By Lynsey Mitchel and Rachel Landauer on November 2, 2015Posted in Centers for Medicare and Medicaid Services (“CMS”), Medicare
Three states—Kansas, Louisiana and Texas—filed a complaint in federal court on October 22, 2015 challenging the constitutionality and legality of the Affordable Care Act’s health insurance providers fee.
The health insurance providers fee is an annual fee imposed on various health insurance issuers. Regulation establishes an aggregate amount to be collected each year. (The total for the 2015 fee year, for example, is $11.3 billion.) The fee owed by a given entity is based on the ratio of its net premiums written for insurance of U.S. health risks during a data year to the aggregate net premiums written for insurance of U.S. health risks of all covered entities in the same period. Covered entities generally include companies licensed to provide insurance under state laws, health maintenance organizations and, most relevant to the lawsuit, entities providing health insurance under Medicare, Medicaid and the Children’s Health Insurance Program (CHIP).

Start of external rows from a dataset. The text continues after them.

PR #1718, opened 2020-05-28
docs(api): Add session length info

slohmes:
Add information about session length to SSO docs. A customer wrote in asking about session length and whether it could be customized, so hopefully this'll help folks in the future self-service.

### DIFF
--- a/src/collections/_documentation/accounts/sso.md
+++ b/src/collections/_documentation/accounts/sso.md
@@ -32,7 +32,7 @@ Every member who creates a new account via SSO will be given global organization
 
 Our SSO implementation prioritizes security. We aggressively monitor linked accounts and will disable them within any reasonable sign that the account’s access may have been revoked. Generally this will be transparent to you, but if the provider is functioning in an unexpected way you may experience more frequent re-authorization requests.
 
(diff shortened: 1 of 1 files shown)


slohmes:
Lmk if there's a public docs contribution guideline doc I should be following... currently just following general sentry contribution guidelines. Thank you!

src/collections/_documentation/accounts/sso.md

Standards adopted by the Centers for Medicare and Medicaid Services identify an actuarially sound capitation rate for a Medicaid managed care organization as one that reflects the fee and, since the fee is not tax deductible, tax amounts the organization will pay on the fee. Therein arises the controversy. In states contracting with managed care organizations to provide Medicaid and CHIP—states such as Kansas, Louisiana and Texas—a portion of the fee burden thereby falls on the state.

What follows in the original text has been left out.